Would you set down the complete data below, exactly as shown?

[Stored data entries]
▶
PR #461, opened 2023-07-21
[Fuzzing] fuzz testing support

0x34d:
using [go-fuzz](https://go.dev/security/fuzz) for fuzz testing of `go-coap`

How to run:
```bash
	go test -fuzz=FuzzDecode -fuzztime=10s $(PWD)/udp/coder/
	go test -fuzz=FuzzDecode -fuzztime=10s $(PWD)/tcp/coder/
	go test -fuzz=FuzzUnmarshalJSON -fuzztime=10s $(PWD)/message/codes/
	go test -fuzz=FuzzUnmarshal -fuzztime=10s $(PWD)/message/
```


Danielius1922:
Hello @0x34d , thank you for the contribution! 

I would like to add all of the new test cases to CI testing job. The command in our GH workflow 

```sh
go test -v -race ./... -coverpkg=./... -covermode=atomic -coverprofile=./coverage.txt
```

invokes them, but only with the preddefined seeds. It seems that running them all in a single command is not supported for now (if I read https://github.com/golang/go/issues/46312 correctly, but copying that script that invokes them all should work)

tcp/coder/coder_test.go
```diff
@@ -106,3 +106,13 @@ func BenchmarkUnmarshalMessage(b *testing.B) {
 		}
 	}
 }
+
+func FuzzDecode(f *testing.F) {
+	f.Add([]byte{211, 0, 1, 1, 2, 3, 177, 97, 1, 98, 1, 99, 1, 100, 1, 101, 16, 255, 1})
+	f.Add([]byte{211, 0, 1, 1, 2, 3, 177, 97, 1, 98, 1, 99, 1, 100, 1, 101, 16, 255, 1})
```
Danielius1922, line 112: Testing the same decode twice doesn't seem necessary, any reason to keep the second line?

udp/coder/coder_test.go
```diff
@@ -242,3 +242,16 @@ func BenchmarkUnmarshalMessage(b *testing.B) {
...
+	f.Add([]byte{0x40, 0x1, 0x30, 0x39, 0x46, 0x77, 0x65, 0x65, 0x74, 0x61, 0x67, 0xa1, 0x3, 0xff, 'h', 'i'})
+	f.Add([]byte{88, 128, 107, 170, 134, 237, 158, 132, 150, 19, 19, 159, 72, 20, 210, 14, 23, 231, 160, 183, 145, 128, 177, 14, 82, 20, 210, 255})
+	f.Add([]byte{0x48, 0x01, 0x00, 0x00, 0xB0, 0x35, 0x4C, 0xF5, 0xD9, 0x72, 0x24, 0x0D, 0x60, 0x55, 0x6C, 0x69, 0x67, 0x68, 0x74, 0x05, 0x6C, 0x69, 0x67, 0x68, 0x74})
+	f.Add([]byte{0x48, 0x45, 0x62, 0xA2, 0x8D, 0xA2, 0x29, 0x0C, 0x18, 0x0F, 0xB5, 0x4A, 0x48, 0x5E, 0x10, 0xA3, 0x88, 0x00, 0x00, 0x00, 0x00, 0x82, 0x27, 0x10, 0x52, 0x27, 0x10, 0x61, 0x16, 0xE2, 0x06, 0xDD, 0x08, 0x00, 0x42, 0x08, 0x00, 0xFF, 0x70, 0x73, 0x9F, 0xBF, 0x62, 0x65, 0x70, 0x78, 0x1A, 0x63, 0x6F, 0x61, 0x70, 0x3A, 0x2F, 0x2F, 0x31, 0x30, 0x2E, 0x31, 0x31, 0x32, 0x2E, 0x31, 0x31, 0x32, 0x2E, 0x31, 0x30, 0x3A, 0x35, 0x37, 0x39, 0x34, 0x30, 0xFF, 0xBF, 0x62, 0x65, 0x70, 0x78, 0x1E, 0x63, 0x6F, 0x61, 0x70, 0x2B, 0x74, 0x63, 0x70, 0x3A, 0x2F, 0x2F, 0x31, 0x30, 0x2E, 0x31, 0x31, 0x32, 0x2E, 0x31, 0x31, 0x32, 0x2E, 0x31, 0x30, 0x3A, 0x34, 0x36, 0x33, 0x36, 0x33, 0xFF, 0xFF, 0xFF, 0xFF})
```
◀
#### RESULT OF THE TASK
PR #461, opened 2023-07-21
[Fuzzing] fuzz testing support

0x34d:
using [go-fuzz](https://go.dev/security/fuzz) for fuzz testing of `go-coap`

How to run:
```bash
	go test -fuzz=FuzzDecode -fuzztime=10s $(PWD)/udp/coder/
	go test -fuzz=FuzzDecode -fuzztime=10s $(PWD)/tcp/coder/
	go test -fuzz=FuzzUnmarshalJSON -fuzztime=10s $(PWD)/message/codes/
	go test -fuzz=FuzzUnmarshal -fuzztime=10s $(PWD)/message/
```


Danielius1922:
Hello @0x34d , thank you for the contribution! 

I would like to add all of the new test cases to CI testing job. The command in our GH workflow 

```sh
go test -v -race ./... -coverpkg=./... -covermode=atomic -coverprofile=./coverage.txt
```

invokes them, but only with the preddefined seeds. It seems that running them all in a single command is not supported for now (if I read https://github.com/golang/go/issues/46312 correctly, but copying that script that invokes them all should work)

tcp/coder/coder_test.go
```diff
@@ -106,3 +106,13 @@ func BenchmarkUnmarshalMessage(b *testing.B) {
 		}
 	}
 }
+
+func FuzzDecode(f *testing.F) {
+	f.Add([]byte{211, 0, 1, 1, 2, 3, 177, 97, 1, 98, 1, 99, 1, 100, 1, 101, 16, 255, 1})
+	f.Add([]byte{211, 0, 1, 1, 2, 3, 177, 97, 1, 98, 1, 99, 1, 100, 1, 101, 16, 255, 1})
```
Danielius1922, line 112: Testing the same decode twice doesn't seem necessary, any reason to keep the second line?

udp/coder/coder_test.go
```diff
@@ -242,3 +242,16 @@ func BenchmarkUnmarshalMessage(b *testing.B) {
...
+	f.Add([]byte{0x40, 0x1, 0x30, 0x39, 0x46, 0x77, 0x65, 0x65, 0x74, 0x61, 0x67, 0xa1, 0x3, 0xff, 'h', 'i'})
+	f.Add([]byte{88, 128, 107, 170, 134, 237, 158, 132, 150, 19, 19, 159, 72, 20, 210, 14, 23, 231, 160, 183, 145, 128, 177, 14, 82, 20, 210, 255})
+	f.Add([]byte{0x48, 0x01, 0x00, 0x00, 0xB0, 0x35, 0x4C, 0xF5, 0xD9, 0x72, 0x24, 0x0D, 0x60, 0x55, 0x6C, 0x69, 0x67, 0x68, 0x74, 0x05, 0x6C, 0x69, 0x67, 0x68, 0x74})
+	f.Add([]byte{0x48, 0x45, 0x62, 0xA2, 0x8D, 0xA2, 0x29, 0x0C, 0x18, 0x0F, 0xB5, 0x4A, 0x48, 0x5E, 0x10, 0xA3, 0x88, 0x00, 0x00, 0x00, 0x00, 0x82, 0x27, 0x10, 0x52, 0x27, 0x10, 0x61, 0x16, 0xE2, 0x06, 0xDD, 0x08, 0x00, 0x42, 0x08, 0x00, 0xFF, 0x70, 0x73, 0x9F, 0xBF, 0x62, 0x65, 0x70, 0x78, 0x1A, 0x63, 0x6F, 0x61, 0x70, 0x3A, 0x2F, 0x2F, 0x31, 0x30, 0x2E, 0x31, 0x31, 0x32, 0x2E, 0x31, 0x31, 0x32, 0x2E, 0x31, 0x30, 0x3A, 0x35, 0x37, 0x39, 0x34, 0x30, 0xFF, 0xBF, 0x62, 0x65, 0x70, 0x78, 0x1E, 0x63, 0x6F, 0x61, 0x70, 0x2B, 0x74, 0x63, 0x70, 0x3A, 0x2F, 0x2F, 0x31, 0x30, 0x2E, 0x31, 0x31, 0x32, 0x2E, 0x31, 0x31, 0x32, 0x2E, 0x31, 0x30, 0x3A, 0x34, 0x36, 0x33, 0x36, 0x33, 0xFF, 0xFF, 0xFF, 0xFF})
```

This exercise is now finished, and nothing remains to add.